> **GIVEN INFORMATION**:
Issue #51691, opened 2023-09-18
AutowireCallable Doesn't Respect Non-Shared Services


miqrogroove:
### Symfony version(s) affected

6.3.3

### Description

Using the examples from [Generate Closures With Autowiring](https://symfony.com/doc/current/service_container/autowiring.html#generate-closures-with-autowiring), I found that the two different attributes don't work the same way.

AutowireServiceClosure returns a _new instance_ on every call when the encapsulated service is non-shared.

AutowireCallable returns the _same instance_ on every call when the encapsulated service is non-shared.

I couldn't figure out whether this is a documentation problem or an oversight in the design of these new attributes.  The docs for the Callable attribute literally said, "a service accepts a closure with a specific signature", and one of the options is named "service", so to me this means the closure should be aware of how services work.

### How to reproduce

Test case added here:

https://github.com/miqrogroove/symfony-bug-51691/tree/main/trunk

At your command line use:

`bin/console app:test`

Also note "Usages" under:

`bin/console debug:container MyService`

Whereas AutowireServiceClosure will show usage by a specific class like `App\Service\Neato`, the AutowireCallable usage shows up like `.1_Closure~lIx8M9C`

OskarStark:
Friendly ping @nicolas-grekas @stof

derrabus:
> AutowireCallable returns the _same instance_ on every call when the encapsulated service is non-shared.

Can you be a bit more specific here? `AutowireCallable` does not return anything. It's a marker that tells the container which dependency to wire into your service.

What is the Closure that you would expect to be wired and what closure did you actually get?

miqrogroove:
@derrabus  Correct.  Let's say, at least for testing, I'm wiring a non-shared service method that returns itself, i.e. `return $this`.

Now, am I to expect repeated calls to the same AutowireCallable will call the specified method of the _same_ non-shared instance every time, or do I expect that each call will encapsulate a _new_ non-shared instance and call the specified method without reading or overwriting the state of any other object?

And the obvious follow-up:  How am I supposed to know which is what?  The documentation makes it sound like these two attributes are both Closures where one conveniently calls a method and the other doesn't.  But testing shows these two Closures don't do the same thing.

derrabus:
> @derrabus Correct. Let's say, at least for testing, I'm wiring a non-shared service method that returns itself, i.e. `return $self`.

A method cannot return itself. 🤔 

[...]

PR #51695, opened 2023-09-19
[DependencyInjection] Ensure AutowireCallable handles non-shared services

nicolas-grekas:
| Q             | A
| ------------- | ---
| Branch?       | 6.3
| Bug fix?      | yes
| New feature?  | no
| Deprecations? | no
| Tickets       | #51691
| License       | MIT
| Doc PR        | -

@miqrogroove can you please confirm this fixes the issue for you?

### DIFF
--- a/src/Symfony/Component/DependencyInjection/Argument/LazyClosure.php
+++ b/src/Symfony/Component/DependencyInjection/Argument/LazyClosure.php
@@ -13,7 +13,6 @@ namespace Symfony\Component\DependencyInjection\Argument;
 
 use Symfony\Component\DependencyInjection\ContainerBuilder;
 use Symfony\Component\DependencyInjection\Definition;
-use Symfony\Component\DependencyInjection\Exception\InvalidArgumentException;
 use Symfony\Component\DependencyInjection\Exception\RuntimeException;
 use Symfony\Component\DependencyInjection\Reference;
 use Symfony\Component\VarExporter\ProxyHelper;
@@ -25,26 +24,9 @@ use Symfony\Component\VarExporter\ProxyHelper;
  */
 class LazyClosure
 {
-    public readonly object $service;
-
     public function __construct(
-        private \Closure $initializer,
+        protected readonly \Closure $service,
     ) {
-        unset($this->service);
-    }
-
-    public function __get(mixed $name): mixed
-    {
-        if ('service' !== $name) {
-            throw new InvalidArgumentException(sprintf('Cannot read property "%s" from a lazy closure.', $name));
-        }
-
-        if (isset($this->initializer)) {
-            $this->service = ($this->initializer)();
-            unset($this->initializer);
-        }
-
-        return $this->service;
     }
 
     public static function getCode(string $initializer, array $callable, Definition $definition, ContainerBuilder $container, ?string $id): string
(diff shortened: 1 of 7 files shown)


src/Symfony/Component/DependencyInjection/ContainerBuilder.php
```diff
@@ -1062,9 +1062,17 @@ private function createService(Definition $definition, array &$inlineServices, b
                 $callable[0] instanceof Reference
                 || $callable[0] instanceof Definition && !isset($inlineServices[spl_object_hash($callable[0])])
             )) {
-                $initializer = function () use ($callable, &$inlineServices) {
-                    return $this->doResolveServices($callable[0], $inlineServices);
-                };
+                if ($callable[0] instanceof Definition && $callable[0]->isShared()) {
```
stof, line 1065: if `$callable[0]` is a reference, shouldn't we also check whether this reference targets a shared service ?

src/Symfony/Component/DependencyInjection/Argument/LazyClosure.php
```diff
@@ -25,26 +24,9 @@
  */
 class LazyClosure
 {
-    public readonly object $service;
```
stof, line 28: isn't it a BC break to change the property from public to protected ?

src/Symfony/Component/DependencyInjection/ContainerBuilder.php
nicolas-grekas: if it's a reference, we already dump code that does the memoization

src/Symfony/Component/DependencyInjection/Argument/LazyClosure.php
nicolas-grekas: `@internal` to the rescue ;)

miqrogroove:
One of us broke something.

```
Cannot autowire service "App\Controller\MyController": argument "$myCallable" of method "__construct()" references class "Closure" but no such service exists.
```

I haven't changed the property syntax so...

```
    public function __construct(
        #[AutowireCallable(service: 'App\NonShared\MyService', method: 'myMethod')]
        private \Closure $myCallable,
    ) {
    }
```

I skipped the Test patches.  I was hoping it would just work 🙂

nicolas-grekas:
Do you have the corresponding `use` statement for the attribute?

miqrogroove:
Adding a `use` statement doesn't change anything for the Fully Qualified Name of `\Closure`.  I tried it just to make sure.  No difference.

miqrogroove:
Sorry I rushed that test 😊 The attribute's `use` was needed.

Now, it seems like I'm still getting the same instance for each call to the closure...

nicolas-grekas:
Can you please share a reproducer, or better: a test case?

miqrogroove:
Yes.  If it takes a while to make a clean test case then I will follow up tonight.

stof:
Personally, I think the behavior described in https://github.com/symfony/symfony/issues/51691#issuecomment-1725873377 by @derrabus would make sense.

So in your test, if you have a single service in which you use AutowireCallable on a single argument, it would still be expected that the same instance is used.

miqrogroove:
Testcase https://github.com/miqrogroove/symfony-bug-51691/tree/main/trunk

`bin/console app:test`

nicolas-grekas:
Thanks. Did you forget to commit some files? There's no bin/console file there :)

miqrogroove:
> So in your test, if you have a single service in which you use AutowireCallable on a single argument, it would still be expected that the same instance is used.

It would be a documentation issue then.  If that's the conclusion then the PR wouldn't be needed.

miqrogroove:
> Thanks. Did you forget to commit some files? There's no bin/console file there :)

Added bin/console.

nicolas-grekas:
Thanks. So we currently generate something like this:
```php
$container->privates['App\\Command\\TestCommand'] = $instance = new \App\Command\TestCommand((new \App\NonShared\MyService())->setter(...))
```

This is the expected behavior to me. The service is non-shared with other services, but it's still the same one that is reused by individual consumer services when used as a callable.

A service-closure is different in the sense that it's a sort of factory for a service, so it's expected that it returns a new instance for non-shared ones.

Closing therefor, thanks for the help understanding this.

> **YOUR ASSIGNMENT**: In the answer, each entry from the listing must be transcribed exactly.

> **REPLY**:
Issue #51691, opened 2023-09-18
AutowireCallable Doesn't Respect Non-Shared Services


miqrogroove:
### Symfony version(s) affected

6.3.3

### Description

Using the examples from [Generate Closures With Autowiring](https://symfony.com/doc/current/service_container/autowiring.html#generate-closures-with-autowiring), I found that the two different attributes don't work the same way.

AutowireServiceClosure returns a _new instance_ on every call when the encapsulated service is non-shared.

AutowireCallable returns the _same instance_ on every call when the encapsulated service is non-shared.

I couldn't figure out whether this is a documentation problem or an oversight in the design of these new attributes.  The docs for the Callable attribute literally said, "a service accepts a closure with a specific signature", and one of the options is named "service", so to me this means the closure should be aware of how services work.

### How to reproduce

Test case added here:

https://github.com/miqrogroove/symfony-bug-51691/tree/main/trunk

At your command line use:

`bin/console app:test`

Also note "Usages" under:

`bin/console debug:container MyService`

Whereas AutowireServiceClosure will show usage by a specific class like `App\Service\Neato`, the AutowireCallable usage shows up like `.1_Closure~lIx8M9C`

OskarStark:
Friendly ping @nicolas-grekas @stof

derrabus:
> AutowireCallable returns the _same instance_ on every call when the encapsulated service is non-shared.

Can you be a bit more specific here? `AutowireCallable` does not return anything. It's a marker that tells the container which dependency to wire into your service.

What is the Closure that you would expect to be wired and what closure did you actually get?

miqrogroove:
@derrabus  Correct.  Let's say, at least for testing, I'm wiring a non-shared service method that returns itself, i.e. `return $this`.

Now, am I to expect repeated calls to the same AutowireCallable will call the specified method of the _same_ non-shared instance every time, or do I expect that each call will encapsulate a _new_ non-shared instance and call the specified method without reading or overwriting the state of any other object?

And the obvious follow-up:  How am I supposed to know which is what?  The documentation makes it sound like these two attributes are both Closures where one conveniently calls a method and the other doesn't.  But testing shows these two Closures don't do the same thing.

derrabus:
> @derrabus Correct. Let's say, at least for testing, I'm wiring a non-shared service method that returns itself, i.e. `return $self`.

A method cannot return itself. 🤔 

[...]

PR #51695, opened 2023-09-19
[DependencyInjection] Ensure AutowireCallable handles non-shared services

nicolas-grekas:
| Q             | A
| ------------- | ---
| Branch?       | 6.3
| Bug fix?      | yes
| New feature?  | no
| Deprecations? | no
| Tickets       | #51691
| License       | MIT
| Doc PR        | -

@miqrogroove can you please confirm this fixes the issue for you?

### DIFF
--- a/src/Symfony/Component/DependencyInjection/Argument/LazyClosure.php
+++ b/src/Symfony/Component/DependencyInjection/Argument/LazyClosure.php
@@ -13,7 +13,6 @@ namespace Symfony\Component\DependencyInjection\Argument;
 
 use Symfony\Component\DependencyInjection\ContainerBuilder;
 use Symfony\Component\DependencyInjection\Definition;
-use Symfony\Component\DependencyInjection\Exception\InvalidArgumentException;
 use Symfony\Component\DependencyInjection\Exception\RuntimeException;
 use Symfony\Component\DependencyInjection\Reference;
 use Symfony\Component\VarExporter\ProxyHelper;
@@ -25,26 +24,9 @@ use Symfony\Component\VarExporter\ProxyHelper;
  */
 class LazyClosure
 {
-    public readonly object $service;
-
     public function __construct(
-        private \Closure $initializer,
+        protected readonly \Closure $service,
     ) {
-        unset($this->service);
-    }
-
-    public function __get(mixed $name): mixed
-    {
-        if ('service' !== $name) {
-            throw new InvalidArgumentException(sprintf('Cannot read property "%s" from a lazy closure.', $name));
-        }
-
-        if (isset($this->initializer)) {
-            $this->service = ($this->initializer)();
-            unset($this->initializer);
-        }
-
-        return $this->service;
     }
 
     public static function getCode(string $initializer, array $callable, Definition $definition, ContainerBuilder $container, ?string $id): string
(diff shortened: 1 of 7 files shown)


src/Symfony/Component/DependencyInjection/ContainerBuilder.php
```diff
@@ -1062,9 +1062,17 @@ private function createService(Definition $definition, array &$inlineServices, b
                 $callable[0] instanceof Reference
                 || $callable[0] instanceof Definition && !isset($inlineServices[spl_object_hash($callable[0])])
             )) {
-                $initializer = function () use ($callable, &$inlineServices) {
-                    return $this->doResolveServices($callable[0], $inlineServices);
-                };
+                if ($callable[0] instanceof Definition && $callable[0]->isShared()) {
```
stof, line 1065: if `$callable[0]` is a reference, shouldn't we also check whether this reference targets a shared service ?

src/Symfony/Component/DependencyInjection/Argument/LazyClosure.php
```diff
@@ -25,26 +24,9 @@
  */
 class LazyClosure
 {
-    public readonly object $service;
```
stof, line 28: isn't it a BC break to change the property from public to protected ?

src/Symfony/Component/DependencyInjection/ContainerBuilder.php
nicolas-grekas: if it's a reference, we already dump code that does the memoization

src/Symfony/Component/DependencyInjection/Argument/LazyClosure.php
nicolas-grekas: `@internal` to the rescue ;)

miqrogroove:
One of us broke something.

```
Cannot autowire service "App\Controller\MyController": argument "$myCallable" of method "__construct()" references class "Closure" but no such service exists.
```

I haven't changed the property syntax so...

```
    public function __construct(
        #[AutowireCallable(service: 'App\NonShared\MyService', method: 'myMethod')]
        private \Closure $myCallable,
    ) {
    }
```

I skipped the Test patches.  I was hoping it would just work 🙂

nicolas-grekas:
Do you have the corresponding `use` statement for the attribute?

miqrogroove:
Adding a `use` statement doesn't change anything for the Fully Qualified Name of `\Closure`.  I tried it just to make sure.  No difference.

miqrogroove:
Sorry I rushed that test 😊 The attribute's `use` was needed.

Now, it seems like I'm still getting the same instance for each call to the closure...

nicolas-grekas:
Can you please share a reproducer, or better: a test case?

miqrogroove:
Yes.  If it takes a while to make a clean test case then I will follow up tonight.

stof:
Personally, I think the behavior described in https://github.com/symfony/symfony/issues/51691#issuecomment-1725873377 by @derrabus would make sense.

So in your test, if you have a single service in which you use AutowireCallable on a single argument, it would still be expected that the same instance is used.

miqrogroove:
Testcase https://github.com/miqrogroove/symfony-bug-51691/tree/main/trunk

`bin/console app:test`

nicolas-grekas:
Thanks. Did you forget to commit some files? There's no bin/console file there :)

miqrogroove:
> So in your test, if you have a single service in which you use AutowireCallable on a single argument, it would still be expected that the same instance is used.

It would be a documentation issue then.  If that's the conclusion then the PR wouldn't be needed.

miqrogroove:
> Thanks. Did you forget to commit some files? There's no bin/console file there :)

Added bin/console.

nicolas-grekas:
Thanks. So we currently generate something like this:
```php
$container->privates['App\\Command\\TestCommand'] = $instance = new \App\Command\TestCommand((new \App\NonShared\MyService())->setter(...))
```

This is the expected behavior to me. The service is non-shared with other services, but it's still the same one that is reused by individual consumer services when used as a callable.

A service-closure is different in the sense that it's a sort of factory for a service, so it's expected that it returns a new instance for non-shared ones.

Closing therefor, thanks for the help understanding this.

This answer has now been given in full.